PR #155, opened 2019-02-13
split USER_MANUAL in various files

fblanqui:


rlepigre:
I think we should continue having a `README.md` that give more information on Lambdapi. For instance, what it is, how to install it, and even a short example. In other words, it should not be the index of the user manual. But it should of course point to it.

GuillaumeGen:
I agree with Rodolphe, that the `README` should be more than a list of hypertext links.

fblanqui:
Why? Which information do you want to see first in the README?

rlepigre:
Because when I just have a look at a repository out of curiosity, I expect to find enough information in the README for me to know what the project is about. And then if I am interested, I dig deeper. And I think many people work like that.

Plus, some informations that were (only) in the previous README have been completely removed. We should do something about it, especially the installation instruction "from source".

GuillaumeGen:
I agree with Rodolphe about the fact that the `README` is a showcase of the project for newcomers, and a list of links is not an attractive showcase.
PS : The installation from sources is described in the `compiling and profiling` section.

fblanqui:
Le 13/02/2019 à 13:25, Rodolphe Lepigre a écrit :
>
> Because when I just have a look at a repository out of curiosity, I 
> expect to find enough information in the README for me to know what 
> the project is about. And then if I am interested, I dig deeper. And I 
> think many people work like that.
>
Isn't the title enough?


> Plus, some informations that were (only) in the previous README have 
> been completely removed. We should do something about it, especially 
> the installation instruction "from source".
>
Nothing has been removed or lost, just moved around. Compilation from 
sources is in devel.md.

rlepigre:
OK I see, and no that is far from enough for me. I think we need at least:
 - a paragraph explaining the aim of the project
 - installation instruction from source and with opam
 - an example of source file containing a motivating example
 - a links to the documentation, to related papers, and how to get involved in the project.

rlepigre:
Here are a couple of examples:
 - https://github.com/coq/coq
 - https://github.com/ocaml/ocaml
 - https://github.com/neovim/neovim

fblanqui:
Ok. Do it please.

Le 13/02/2019 à 13:39, Rodolphe Lepigre a écrit :

rlepigre:
OK, that is mostly done. The README is not perfect yet, but others can improve on that (I recovered part of the old README). Note that I moved some documentation things around. For instance the `syntax.bnf` file is now in `doc`, where it should be. And a created a `sections` directory to cleanup the `doc` directory so that it only contains "entry points". Links have been fixed, so things should work as expected.

PR #157, opened 2019-02-13
Add a pygmentize lexer for Dedukti

francoisthire:
Add a file `tool/dedukti.py` that can be used with the LaTeX package `minted`.


fblanqui:
Hi François. Thank you very much! Could you please add some sample Latex file to test your script?

francoisthire:
Which folder should I use for that?

rlepigre:
Just create a directory `tools/latex_minted`. Ideally, it would be great to have a `.sty` defining a new environment so that we can do
```latex
\begin{dedukti}
...
\end{dedukti}
```
And similarly with `lambdapi`.

francoisthire:
I tried something, let me know if this is what you expect.

rlepigre:
Just put all files in the `tools/latex_minted` directory, and that will be perfect. We can add a Lambdapi syntax later. And you can also remove the dedukti file, since its contents is in the tex fil already.

francoisthire:
That should be it.

PR #160, opened 2019-02-13
[lsp] Add preliminary VSCode mode.

ejgallego:
Many thanks to Vicent Laporte who extracted the relevant parts from
VSCoq.

The mode works, however we are back at the game of `Pure` raising
`assert false`.

I am very much afraid that the current model is unworkable; the LSP
API and the internal programming model are essentially different so it
is futile to manually ensure that they are in sync. Indeed, almost
every time I get back to the code, I tend to find some new assert that
is triggered by the LSP code.

I have added a workaround for the lack of location data on a "file not
found by require" error, but this should be fixed upstream.


rlepigre:
Great! Thanks @ejgallego! I love `assert false`! This is probably just a small bug, can you tell me how I can reproduce? It is not very surprising that you discover bugs in the `Pure` interface, since you are the only one using it right now. I don't think there is any fundamental problem with this approach, it is more of a philosophical problem I guess.

ejgallego:
My point is that we should use typing to ensure this kind of stuff; if `parse` cannot raise unlocated assertions then the type should reflect that; similarly for the state, it gets out of sync once we load the full project, some parts of the signature leak from one document to another :/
● ● ● ● ● ● ●
Search the listing above for the lines with "Just put all" and "I am very much", then output those lines and all lines between them exactly.

● Result for this task:
Just put all files in the `tools/latex_minted` directory, and that will be perfect. We can add a Lambdapi syntax later. And you can also remove the dedukti file, since its contents is in the tex fil already.

francoisthire:
That should be it.

PR #160, opened 2019-02-13
[lsp] Add preliminary VSCode mode.

ejgallego:
Many thanks to Vicent Laporte who extracted the relevant parts from
VSCoq.

The mode works, however we are back at the game of `Pure` raising
`assert false`.

I am very much afraid that the current model is unworkable; the LSP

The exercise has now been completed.